OMNI AVIATION MANAGERS, INC., a California Corporation, Petitioner and Respondent, v. MUNICIPAL COURT OF the LOS ANGELES JUDICIAL DISTRICT, Respondent and Appellant; Daniel HANSEN et al., Real Parties in Interest.

Civ. 47741.

Decided: July 30, 1976

John H. Larson, County Counsel, Eric R. Young, Deputy County Counsel, Los Angeles, for respondent and appellant. Arnold L. Ross, Rosen, Ross, Fields & Zax, Beverly Hills, for petitioner and respondent.

Writ proceeding. The Municipal Court of the Los Angeles Judicial District appeals from a judgment of the superior court which ordered the municipal court to hear a case within the jurisdiction of the municipal court.


The facts are undisputed. Petitioner filed an action, Omni Aviation Managers, Inc. v. Hansen, et al., in the superior court seeking damages in the amount of $5,159. The complaint was later amended to reduce the damages sought to $4,319.1 Hansen, one of defendants in that action answered and filed a cross-complaint for legal malpractice against parties other than petitioner-plaintiff, seeking damages in excess of $25,000. Plaintiff's motion to sever the complaint from the cross-complaint was granted in November 1973. In April 1974 the superior court ordered that the complaint be transferred to the municipal court, defendant Hansen having stipulated that the written motion for such transfer was well taken. In October 1974 the case was tried and both sides filed briefs at the court's request. In December 1974 the municipal court ordered the case off calendar for lack of jurisdiction and ordered that it be retransferred to the superior court. Plaintiff then petition the superior court for a writ of mandamus, which, though contested by the municipal court, was granted.1


Code of Civil Procedure section 1048, subdivision (b), provides that the court ‘may order a separate trial of any cause of action, including a cause of action asserted in a cross-complaint, . . .’ The municipal court does not dispute that the superior court properly severed the complaint from the cross-complaint in this action.

As a result of the severance, two actions were then pending in the superior court: the complaint with a prayer of $4,319 and the former cross-complaint against third parties. (See National Electric Supply Co. v. Mount Diablo Unified School Dist., 187 Cal.App.2d 418, 421—422, 9 Cal.Rptr. 864.)

Code of Civil Procedure section 396 provides that if an action is commenced in or transferred to a court which has jurisdiction of the subject matter, ‘and it thereafter appears from the verified pleadings, or at the trial, or hearing, that the determination of the action . . . will necessarily involve the determination of questions not within the jurisdiction of the court, . . . the court, whenever such lack of jurisdiction appears, must suspend all further proceedings therein and transfer the action . . . to a court having jurisdiction thereof . . .’

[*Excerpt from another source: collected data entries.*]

PR #5811, opened 2026-08-21
Prepare the MPI wrapper for MPI_THREAD_MULTIPLE

Growl1234:
CP2K currently initializes MPI with `MPI_THREAD_SERIALIZED`, which prevents MPI calls from being issued concurrently by OpenMP threads. This is an infrastructure-level obstacle to improving OpenMP scalability in communication-heavy code paths.

This PR prepares the MPI wrapper for a gradual transition to `MPI_THREAD_MULTIPLE` without changing the parallel structure of production algorithms.

The main changes are:

- Request and require `MPI_THREAD_MULTIPLE` when MPI is initialized.
- Remove the `OMP MASTER` region around MPI initialization and require MPI lifecycle operations to be called outside OpenMP parallel regions.
- Make MPI performance-counter updates atomic.
- Prevent worker threads from modifying the existing process-global timing stack.
- Document the communicator, buffer, tag, and request ownership requirements for concurrent wrapper calls.
- Add a unit test exercising concurrent collectives and point-to-point communication on independently duplicated communicators.

PR #5817, opened 2026-08-22
Unify MPI lifecycle handling for MPI_THREAD_MULTIPLE

Growl1234:
Follow-up to #5811.

This PR extends the `MPI_THREAD_MULTIPLE` groundwork by making MPI initialization and ownership explicit in both the Fortran and C wrappers, and by making MPI wrapper instrumentation safe when calls originate from OpenMP worker threads.

The main changes are:

- Initialize MPI with `MPI_THREAD_MULTIPLE` when CP2K owns MPI initialization.
- When MPI was initialized by an embedding application, attach without taking ownership, query the provided thread-support level, and require `MPI_THREAD_MULTIPLE`.
- Finalize MPI only when CP2K initialized it.
- Detect duplicate or unmatched initialization/finalization calls and reject lifecycle operations after MPI has been finalized.
- Require MPI lifecycle operations and communicator creation, duplication, splitting, reference-count changes, and destruction to take place outside OpenMP parallel regions.
- Add an MPI-only unit test that exercises concurrent point-to-point communication from two OpenMP threads on a shared communicator, using distinct tags to keep message matching unambiguous.
- Use the ownership-aware C MPI initialization and finalization wrappers in `grid_unittest`.

### DIFF
--- a/src/mpiwrap/message_passing.F
+++ b/src/mpiwrap/message_passing.F
@@ -20,6 +20,8 @@
 !>      JGH (15-Feb-2006): single precision mp_alltoall
 !> \note Concurrent calls must use thread-private buffers and requests. Concurrent collectives,
 !>       or point-to-point calls that do not use distinct tags, must use distinct communicators.
+!>       Communicator creation, duplication, splitting, ownership changes, and destruction must
+!>       happen outside OpenMP parallel regions.
 !> \author JGH
 ! **************************************************************************************************
 MODULE message_passing
@@ -29,6 +31,7 @@ MODULE message_passing
       real_8_size, default_string_length
    USE machine, ONLY: m_abort
    USE mp_perf_env, ONLY: add_perf, add_mp_perf_env, rm_mp_perf_env
+   USE OMP_LIB, ONLY: omp_get_level, omp_get_thread_num, omp_in_parallel
 #if defined(__MIMIC)
    USE mcl, ONLY: mcl_initialize, mcl_is_initialized, mcl_abort
 #endif
@@ -74,8 +77,6 @@ MODULE message_passing
    USE mpi
 #endif
 #endif
-
-!$ USE OMP_LIB, ONLY: omp_get_level, omp_get_thread_num, omp_in_parallel
 
    IMPLICIT NONE
    PRIVATE
@@ -149,6 +150,13 @@ MODULE message_passing
    ! Thread-support level provided by MPI. A negative value means that MPI has
    ! not been initialized by CP2K or queried from an embedding application yet.
    INTEGER, PRIVATE, SAVE :: mp_thread_level_provided = -1
+
+   ! MPI can be initialized by CP2K or by an embedding application. Only the
+   ! component that initialized MPI is allowed to finalize it.
+#if defined(__parallel)
+   LOGICAL, PRIVATE, SAVE :: mp_mpi_initialized_by_cp2k = .FALSE.
+#endif
+   LOGICAL, PRIVATE, SAVE :: mp_world_is_initialized = .FALSE.
 
    PUBLIC :: mp_comm_type
    PUBLIC :: mp_request_type
@@ -838,7 +846,6 @@ MODULE message_passing
 
    ! init and error
    PUBLIC :: mp_world_init, mp_world_finalize, mp_query_thread_level
-   PUBLIC :: mp_get_thread_level, mp_has_thread_multiple
    PUBLIC :: mp_abort
 
    ! informational / generation of sub comms
@@ -1126,8 +1133,10 @@ CONTAINS
       SUBROUTINE mp_assert_outside_parallel(routine_name)
          CHARACTER(LEN=*), INTENT(IN)                     :: routine_name
 
-!$       IF (omp_in_parallel()) &
-!$          CPABORT(TRIM(routine_name)//" must be called outside an OpenMP parallel region.")
+         IF (omp_in_parallel()) THEN
+            CALL cp_abort(__LOCATION__, &
+                          TRIM(routine_name)//" must be called outside an OpenMP parallel region.")
+         END IF
       END SUBROUTINE mp_assert_outside_parallel
 
 ! **************************************************************************************************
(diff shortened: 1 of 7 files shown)


Growl1234:
~With the new commit, when `TIME_MPI` is enabled, MPI wrapper calls and accumulated wall time from top-level OpenMP worker threads are now recorded separately, without exposing the non-thread-safe global timing stack to concurrent callers.~

fstein93 (approved):

oschuett:
> Add mp_thread_comm_pool_type, which pre-duplicates one communicator per OpenMP lane outside the parallel region and provides the calling thread with its assigned communicator through get_comm().

This adds a lot of complexity. Is it really needed or is it an (possibly premature) optimization?

Growl1234:
The pool was intended to isolate independently issued collectives from different OpenMP lanes, and might also improve concurrency in some MPI implementations. Since `MPI_THREAD_MULTIPLE` itself does not require one communicator per thread, and there is no production caller yet, I agree it's probably premature.

src/mpiwrap/message_passing.F
```diff
@@ -1895,6 +2086,13 @@ ELEMENTAL IMPURE SUBROUTINE mp_comm_init(comm, owns_group)
          CLASS(mp_comm_type), INTENT(INOUT) :: comm
          LOGICAL, INTENT(IN), OPTIONAL :: owns_group
 
+         SELECT TYPE (comm)
```
oschuett, line 1949: I think, the introduction of the `mp_para_cart_type` was actually a mistake because it deviates from the underlying MPI type system. As a result we get this handrolled polymorphism (`SELECT TYPE... CLASS IS`) wherever we deal with the `mp_comm_type`.

It'd probably make these refactorings easier, if you first cleaned this up. I once [got started](https://github.com/oschuett/cp2k/commit/3047e4f7579dbace44a3e74d21114cb4807d55d0), but didn't get it across the finish line.

oschuett:
> The pool was intended to isolate independently issued collectives from different OpenMP lanes

So far we shouldn't have any of those, because it would have violated `MPI_THREAD_SERIALIZED`. I also don't think collectives are where the gains lay, because our OpenMP threads are almost never specialized and would therefor all participate in the same collectives.

Instead, I'd focus on point-to-point communication, e.g. in [dbm_comm_iterator_next](https://github.com/cp2k/cp2k/blob/77d8609f2e8c92aaa0f49e58e1337086fe86c182/src/dbm/dbm_multiply_comm.c#L627) and [transfer_rs2pw_distributed](https://github.com/cp2k/cp2k/blob/77d8609f2e8c92aaa0f49e58e1337086fe86c182/src/pw/realspace_grid_types.F#L953), that could take advantage of OpenMP.

src/mpiwrap/message_passing.F
fstein93: What do you mean? The introduction of reference-counting (or of communicators without reference counters)  or the additional abstraction of Cartesian communicators?

oschuett: I was referring to the _"the additional abstraction of Cartesian communicators"_.

fstein93: My rational was to give access to the routines `MPI_Cart_*` only if the communicator is Cartesian, i.e. to prevent accidental calls to these routines for non-Cartesian communicators. This includes the Cartesian variants `num_pe_cart` and `mepos_cart` which are implemented similarly to `num_pe` and `mepos` as public components of the communicator type to allow direct access by users of communicator types. If you want to merge the Cartesian with the non-Cartesian communicators, you either need to give them dummy-values or have to make them private and implement getters for them (and maybe even for their non-Cartesian counterparts and modify a lot of code downstream).

oschuett: I agree that the rational is in principle sound. So, to not derail this PR, I've opened #5840.

Growl1234: I am in favor of the merging them. That said, there are many code files using `mp_cart_type`, so I'd consider it as non-trival.

Or, we could at first consider cleaning up `mp_cart_type` itself if there are concerns and/or blockers.

oschuett: Thanks for looking into it. It's certainly not a blocker. So, let's continue this discussion at #5840.

src/mpiwrap/message_passing.F
```diff
@@ -1895,6 +1946,13 @@ ELEMENTAL IMPURE SUBROUTINE mp_comm_init(comm, owns_group)
...
+         CLASS IS (mp_para_env_type)
+            CALL mp_assert_outside_parallel("mp_comm_init")
+         CLASS IS (mp_para_cart_type)
+            CALL mp_assert_outside_parallel("mp_comm_init")
+         END SELECT
```
oschuett, line 1936: Since you're doing the same in each case, you shouldn't need the `SELECT` construct:

```suggestion
         CALL mp_assert_outside_parallel("mp_comm_init")
```

src/mpiwrap/message_passing.F
```diff
@@ -150,6 +151,24 @@ MODULE message_passing
...
+   INTEGER, PARAMETER, PRIVATE :: mp_no_timer_handle = -1
+   INTEGER, PARAMETER, PRIVATE :: mp_worker_timer_handle = -2
+   INTEGER, PARAMETER, PRIVATE :: mp_worker_timer_max_depth = 16
+
+   TYPE, PRIVATE :: mp_worker_timer_type
+      INTEGER :: depth = 0
+      REAL(KIND=dp), DIMENSION(mp_worker_timer_max_depth) :: start = 0.0_dp
+   END TYPE mp_worker_timer_type
+
+   TYPE(mp_worker_timer_type), ALLOCATABLE, DIMENSION(:), PRIVATE, SAVE :: mp_worker_timers
```
oschuett: I don't think any of these changes to the timing machinery are needed.

Btw, note that for message passing we actually have two mechanisms: Our generic timeset/timestop and an mpi-specific [add_perf](https://github.com/cp2k/cp2k/blob/master/src/mpiwrap/mp_perf_env.F). However, both mechanism should already be thread-safe.

src/mpiwrap/message_passing.F
Growl1234: The `SELECT TYPE` was intentional. Since it had no `CLASS DEFAULT` branch, the assertion was executed only when the dynamic type of `comm` was `mp_para_env_type` or `mp_para_cart_type`. Replacing it with an unconditional call extended the restriction to ordinary communicators and caused the [runtime abort](https://storage.googleapis.com/cp2k-ci/run-cp2k-spack-openmpi-psmp-2a122740_report.txt):

```

 *  \___/     mp_comm_init must be called outside an OpenMP parallel region.   *
 * / \                                          mpiwrap/message_passing.F:1137 *


           15 neighbor_list_3c_iterator_create
           14 build_3c_integrals
           ...
```

oschuett (approved):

The municipal court also concedes that if the cross-complaint had been stricken or dismissed, transfer to the municipal court ‘may’ have been proper, but claims that as long as the cross-complaint continued to pend in the superior court, the municipal court lacked jurisdiction over the complaint.

Just why the question of jurisdiction depends on the fate of the former cross-complaint is never explained. There are, to be sure, certain situations where transfer to the municipal court is discretionary, rather than mandatory. (E.g., Wexler v. Goldstein, 146 Cal.App.2d 410, 304 P.2d 41; see 1 Witkin, California Rpoc. (2d ed. 1970) Jurisdiction, s 279, pp. 817—818.) This is not one of them and, even if it were, the municipal court would have no power to second-guess the superior court's affirmative exercise of such discretion. Actually, since here the jurisdictional defect appeared before any trial in the superior court, transfer was mandatory. (Linnick v. Sedelmeier, 262 Cal.App.2d 12, 15, 68 Cal.Rptr. 334; Cochrane v. Superior Court, 261 Cal.App.2d 201, 203, 67 Cal.Rptr. 675.)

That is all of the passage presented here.